__Exercise aim__
Since only the total matters, count the lines of these entries containing the word "capture" and write that total alone.

(Collected data entries)
......

PR #2933, opened 2026-05-08
docs/source-ga4-bigquery: New connector documentation

willdonnelly:
**Description:**

Adds new connector documentation for source-ga4-bigquery, a dedicated connector for GA4 BigQuery export datasets. This replaces the old "Google Analytics 4 BigQuery Native" capture documentation, which amounted to "here's how to set up the whole GA4->BigQuery linkage and how the BigQuery batch connector works, good luck!"

The problem with that approach is that it didn't work very well, and that's the reason we needed to implement this as a custom connector in the first place, so the old documentation should probably just be deleted.

Part of https://github.com/estuary/connectors/issues/3628


site/docs/reference/Connectors/capture-connectors/google-analytics-4-bigquery-exports.md
```diff
@@ -0,0 +1,170 @@
...
+3. Locate and select the **Google Analytics 4 BigQuery** connector.
+4. Enter a name and optional description for the capture task.
+5. Enter the Project ID for the project containing the GA4 export dataset, and provide the Service Account credentials. Optionally specify a Dataset to restrict discovery to a single dataset, or leave it unset to discover GA4 exports across every dataset in the project.
+6. Click **Next** and wait for the connector to discover available bindings. The connector emits one binding per (dataset, stream type) pair that has matching tables.
+7. Select the bindings you want to capture and adjust per-binding settings if needed.
+8. Once you are satisfied with your binding selection, click **Save and Publish**.
+
+## Usage
+
+The connector polls daily by default, at noon UTC. On each polling cycle it inspects the dataset's available daily tables and decides what to read:
```
aeluce:
```suggestion
The connector polls daily by default, at noon UTC. There is also an advanced option to set your own polling schedule. On each polling cycle it inspects the dataset's available daily tables and decides what to read:
```

aeluce: It may be worth explicitly calling out the polling schedule option here to let users know they can change the default.

aeluce (approved):
Thanks! One minor suggestion. And I updated the docs redirect to point to the new connector so anyone looking to use GA4 BigQuery using the old `/bigquery-ga4-native` link will get directed to the improved process (the `/google-analytics-4-bigquery-native` slug was in use for such a short time I don't think we need to add another redirect for it; it had only been changed to group it with other Google connectors).

Other than that, LGTM!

......

__Exercise answer__
4